## Exercise
For the entries below, print exactly the lines between the line holding "-window.moment = moment;" and the line holding "This can not", inclusive, and nothing else.

+ + + + + + +

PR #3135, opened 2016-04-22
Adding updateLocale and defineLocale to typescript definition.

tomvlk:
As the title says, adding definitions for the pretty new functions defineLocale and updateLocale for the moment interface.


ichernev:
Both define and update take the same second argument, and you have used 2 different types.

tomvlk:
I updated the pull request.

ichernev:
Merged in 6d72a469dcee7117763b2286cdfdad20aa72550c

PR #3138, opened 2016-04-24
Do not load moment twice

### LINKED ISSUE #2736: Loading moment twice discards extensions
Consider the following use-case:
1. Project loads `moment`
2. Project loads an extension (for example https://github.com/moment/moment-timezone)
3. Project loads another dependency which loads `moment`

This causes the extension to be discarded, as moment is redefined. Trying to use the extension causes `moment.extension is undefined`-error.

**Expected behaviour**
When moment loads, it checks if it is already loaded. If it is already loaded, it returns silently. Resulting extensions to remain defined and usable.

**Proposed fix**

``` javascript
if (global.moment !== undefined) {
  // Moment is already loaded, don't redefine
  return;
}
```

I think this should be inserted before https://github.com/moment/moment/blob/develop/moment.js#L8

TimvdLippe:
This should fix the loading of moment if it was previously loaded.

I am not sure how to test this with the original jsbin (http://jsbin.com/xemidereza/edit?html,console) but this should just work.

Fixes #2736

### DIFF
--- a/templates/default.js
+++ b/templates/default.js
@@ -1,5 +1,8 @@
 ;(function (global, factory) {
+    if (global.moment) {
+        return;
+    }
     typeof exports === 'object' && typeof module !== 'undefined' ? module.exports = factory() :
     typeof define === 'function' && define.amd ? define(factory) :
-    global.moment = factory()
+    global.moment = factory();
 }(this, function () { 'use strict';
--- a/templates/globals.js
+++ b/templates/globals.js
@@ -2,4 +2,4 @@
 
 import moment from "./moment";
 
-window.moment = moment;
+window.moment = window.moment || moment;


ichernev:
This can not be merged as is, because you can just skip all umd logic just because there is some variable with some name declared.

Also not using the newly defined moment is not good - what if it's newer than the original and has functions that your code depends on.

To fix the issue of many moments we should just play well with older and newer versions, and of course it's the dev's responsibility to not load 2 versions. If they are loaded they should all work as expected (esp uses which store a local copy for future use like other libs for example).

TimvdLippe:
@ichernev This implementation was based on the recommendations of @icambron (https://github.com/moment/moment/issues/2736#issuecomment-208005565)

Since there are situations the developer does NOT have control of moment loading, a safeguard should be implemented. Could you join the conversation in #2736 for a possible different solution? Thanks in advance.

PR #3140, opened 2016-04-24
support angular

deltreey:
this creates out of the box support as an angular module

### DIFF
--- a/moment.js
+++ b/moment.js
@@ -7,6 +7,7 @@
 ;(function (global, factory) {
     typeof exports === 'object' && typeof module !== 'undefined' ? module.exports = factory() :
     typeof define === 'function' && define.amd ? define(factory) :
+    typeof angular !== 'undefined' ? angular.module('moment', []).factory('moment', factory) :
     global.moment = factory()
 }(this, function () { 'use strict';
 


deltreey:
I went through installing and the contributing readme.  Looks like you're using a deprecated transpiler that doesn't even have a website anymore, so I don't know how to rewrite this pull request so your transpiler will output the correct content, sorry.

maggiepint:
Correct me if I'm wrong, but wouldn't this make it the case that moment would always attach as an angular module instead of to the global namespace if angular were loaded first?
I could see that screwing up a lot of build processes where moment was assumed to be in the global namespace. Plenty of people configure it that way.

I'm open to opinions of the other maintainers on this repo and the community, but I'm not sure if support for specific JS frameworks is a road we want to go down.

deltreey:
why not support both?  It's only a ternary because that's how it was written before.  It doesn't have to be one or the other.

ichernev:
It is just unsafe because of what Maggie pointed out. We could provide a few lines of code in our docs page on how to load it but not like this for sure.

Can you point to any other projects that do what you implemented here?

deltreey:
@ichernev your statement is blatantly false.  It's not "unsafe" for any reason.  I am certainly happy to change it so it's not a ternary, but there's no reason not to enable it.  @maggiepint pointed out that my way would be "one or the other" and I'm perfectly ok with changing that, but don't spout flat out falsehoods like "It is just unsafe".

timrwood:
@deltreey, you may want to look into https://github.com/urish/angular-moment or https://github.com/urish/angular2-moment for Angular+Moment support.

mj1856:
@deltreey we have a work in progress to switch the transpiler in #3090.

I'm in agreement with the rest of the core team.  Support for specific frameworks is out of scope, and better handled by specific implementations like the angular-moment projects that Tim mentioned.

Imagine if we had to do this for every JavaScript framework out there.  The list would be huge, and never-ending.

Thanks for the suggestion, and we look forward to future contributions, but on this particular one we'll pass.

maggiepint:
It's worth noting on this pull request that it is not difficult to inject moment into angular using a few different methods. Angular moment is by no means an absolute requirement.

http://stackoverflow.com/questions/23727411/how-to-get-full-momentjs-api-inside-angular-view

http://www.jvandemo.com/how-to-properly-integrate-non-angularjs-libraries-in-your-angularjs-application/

+ + + + + + +

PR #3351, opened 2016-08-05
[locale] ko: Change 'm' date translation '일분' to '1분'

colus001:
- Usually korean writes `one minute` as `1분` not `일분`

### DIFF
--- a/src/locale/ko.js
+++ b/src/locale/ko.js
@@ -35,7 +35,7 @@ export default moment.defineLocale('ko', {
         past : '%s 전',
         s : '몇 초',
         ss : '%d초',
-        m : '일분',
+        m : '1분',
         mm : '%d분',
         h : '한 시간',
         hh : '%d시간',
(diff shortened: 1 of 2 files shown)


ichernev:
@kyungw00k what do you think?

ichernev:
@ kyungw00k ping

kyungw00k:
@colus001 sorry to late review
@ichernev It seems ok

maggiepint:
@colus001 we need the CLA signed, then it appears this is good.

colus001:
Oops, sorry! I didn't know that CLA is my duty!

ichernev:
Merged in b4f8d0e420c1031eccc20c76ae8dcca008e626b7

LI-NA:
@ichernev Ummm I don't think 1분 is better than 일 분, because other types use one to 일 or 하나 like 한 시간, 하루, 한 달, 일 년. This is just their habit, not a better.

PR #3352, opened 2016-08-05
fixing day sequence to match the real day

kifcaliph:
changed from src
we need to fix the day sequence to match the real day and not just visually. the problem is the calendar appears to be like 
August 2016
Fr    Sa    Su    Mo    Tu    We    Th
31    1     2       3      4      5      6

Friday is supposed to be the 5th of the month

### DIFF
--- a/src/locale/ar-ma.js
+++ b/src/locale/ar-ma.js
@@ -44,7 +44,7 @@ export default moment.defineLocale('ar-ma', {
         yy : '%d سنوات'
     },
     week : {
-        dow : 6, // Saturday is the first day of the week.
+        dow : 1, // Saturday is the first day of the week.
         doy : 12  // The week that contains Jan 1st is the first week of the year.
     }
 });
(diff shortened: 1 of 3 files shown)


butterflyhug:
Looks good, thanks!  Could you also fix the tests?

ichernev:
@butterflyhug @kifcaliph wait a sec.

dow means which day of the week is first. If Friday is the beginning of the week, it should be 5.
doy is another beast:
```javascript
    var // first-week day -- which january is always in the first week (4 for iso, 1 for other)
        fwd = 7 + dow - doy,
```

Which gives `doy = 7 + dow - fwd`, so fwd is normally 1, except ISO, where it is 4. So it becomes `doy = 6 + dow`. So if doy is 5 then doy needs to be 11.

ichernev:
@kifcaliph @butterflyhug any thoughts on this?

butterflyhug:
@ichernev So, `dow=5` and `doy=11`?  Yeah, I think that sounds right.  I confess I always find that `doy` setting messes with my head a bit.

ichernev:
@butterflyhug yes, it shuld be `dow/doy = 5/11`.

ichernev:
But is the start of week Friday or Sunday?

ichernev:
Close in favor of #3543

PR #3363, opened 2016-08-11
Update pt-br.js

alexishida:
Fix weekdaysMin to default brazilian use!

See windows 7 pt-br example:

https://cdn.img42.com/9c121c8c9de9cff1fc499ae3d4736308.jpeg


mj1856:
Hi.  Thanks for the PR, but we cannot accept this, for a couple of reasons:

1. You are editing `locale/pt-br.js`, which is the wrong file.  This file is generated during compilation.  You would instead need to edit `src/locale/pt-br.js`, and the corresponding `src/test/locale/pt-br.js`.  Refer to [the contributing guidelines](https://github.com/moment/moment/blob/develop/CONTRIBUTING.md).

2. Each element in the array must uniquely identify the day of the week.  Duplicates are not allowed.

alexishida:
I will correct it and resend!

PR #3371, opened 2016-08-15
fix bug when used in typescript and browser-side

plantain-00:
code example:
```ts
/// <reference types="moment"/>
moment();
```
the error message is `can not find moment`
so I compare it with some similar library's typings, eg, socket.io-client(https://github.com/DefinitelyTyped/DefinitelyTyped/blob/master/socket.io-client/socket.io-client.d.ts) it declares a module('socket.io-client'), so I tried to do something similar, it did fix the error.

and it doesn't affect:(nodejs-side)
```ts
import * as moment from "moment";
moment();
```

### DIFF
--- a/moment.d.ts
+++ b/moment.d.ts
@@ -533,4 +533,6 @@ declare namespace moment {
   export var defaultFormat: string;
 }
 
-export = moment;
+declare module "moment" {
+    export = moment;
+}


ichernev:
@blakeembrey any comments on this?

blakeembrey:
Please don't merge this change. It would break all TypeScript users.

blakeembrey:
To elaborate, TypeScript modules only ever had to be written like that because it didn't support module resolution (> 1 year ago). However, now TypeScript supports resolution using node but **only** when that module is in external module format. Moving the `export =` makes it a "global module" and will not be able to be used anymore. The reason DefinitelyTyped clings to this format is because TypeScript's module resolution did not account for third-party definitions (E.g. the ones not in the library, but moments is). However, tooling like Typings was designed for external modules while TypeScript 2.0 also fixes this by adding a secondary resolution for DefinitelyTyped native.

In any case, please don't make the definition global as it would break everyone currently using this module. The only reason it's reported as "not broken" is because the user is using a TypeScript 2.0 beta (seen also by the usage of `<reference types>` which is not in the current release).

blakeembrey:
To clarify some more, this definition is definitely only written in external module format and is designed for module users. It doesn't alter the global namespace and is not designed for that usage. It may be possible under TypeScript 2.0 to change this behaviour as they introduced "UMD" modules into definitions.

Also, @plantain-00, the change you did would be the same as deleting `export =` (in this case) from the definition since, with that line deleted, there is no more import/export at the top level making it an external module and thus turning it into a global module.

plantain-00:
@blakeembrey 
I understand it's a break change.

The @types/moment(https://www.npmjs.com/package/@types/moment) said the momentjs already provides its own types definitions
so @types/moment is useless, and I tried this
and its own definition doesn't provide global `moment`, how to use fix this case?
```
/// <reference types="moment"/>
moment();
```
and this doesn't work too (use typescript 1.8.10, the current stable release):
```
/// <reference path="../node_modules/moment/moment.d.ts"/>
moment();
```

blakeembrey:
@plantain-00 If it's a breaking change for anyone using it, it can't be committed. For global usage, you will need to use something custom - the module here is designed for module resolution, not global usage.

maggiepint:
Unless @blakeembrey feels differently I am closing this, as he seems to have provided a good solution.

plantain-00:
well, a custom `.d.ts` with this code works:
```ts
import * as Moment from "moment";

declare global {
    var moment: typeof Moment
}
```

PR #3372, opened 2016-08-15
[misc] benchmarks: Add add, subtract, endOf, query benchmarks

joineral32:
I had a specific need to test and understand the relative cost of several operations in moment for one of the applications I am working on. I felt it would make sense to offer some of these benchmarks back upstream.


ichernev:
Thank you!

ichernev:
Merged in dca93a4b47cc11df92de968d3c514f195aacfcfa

+ + + + + + +

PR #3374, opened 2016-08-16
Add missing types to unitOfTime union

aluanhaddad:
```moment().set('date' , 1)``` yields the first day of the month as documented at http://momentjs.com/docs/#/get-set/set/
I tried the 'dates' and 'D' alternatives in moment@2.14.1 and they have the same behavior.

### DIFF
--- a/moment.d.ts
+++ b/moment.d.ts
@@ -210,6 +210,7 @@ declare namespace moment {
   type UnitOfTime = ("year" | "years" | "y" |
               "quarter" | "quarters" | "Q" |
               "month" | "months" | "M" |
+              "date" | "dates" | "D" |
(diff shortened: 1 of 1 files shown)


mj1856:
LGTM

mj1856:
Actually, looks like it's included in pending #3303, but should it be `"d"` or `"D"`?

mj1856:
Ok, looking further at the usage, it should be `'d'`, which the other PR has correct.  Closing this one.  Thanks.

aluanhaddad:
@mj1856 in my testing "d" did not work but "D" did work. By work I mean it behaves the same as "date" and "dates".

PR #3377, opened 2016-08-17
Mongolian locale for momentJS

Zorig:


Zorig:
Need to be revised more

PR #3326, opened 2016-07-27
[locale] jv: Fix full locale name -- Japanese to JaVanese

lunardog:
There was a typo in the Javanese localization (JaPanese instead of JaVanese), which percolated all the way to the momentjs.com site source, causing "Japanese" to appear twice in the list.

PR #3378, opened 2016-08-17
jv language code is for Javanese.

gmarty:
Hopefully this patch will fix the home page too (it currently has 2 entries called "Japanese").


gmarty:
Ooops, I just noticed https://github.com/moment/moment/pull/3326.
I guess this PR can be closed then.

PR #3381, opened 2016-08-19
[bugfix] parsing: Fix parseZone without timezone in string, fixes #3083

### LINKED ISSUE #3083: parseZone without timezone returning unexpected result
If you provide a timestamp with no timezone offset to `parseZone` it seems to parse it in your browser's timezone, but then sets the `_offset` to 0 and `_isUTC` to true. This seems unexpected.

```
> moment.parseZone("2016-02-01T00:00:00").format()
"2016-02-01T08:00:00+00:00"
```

+ + + + + + +

## Answer section
-window.moment = moment;
+window.moment = window.moment || moment;


ichernev:
This can not be merged as is, because you can just skip all umd logic just because there is some variable with some name declared.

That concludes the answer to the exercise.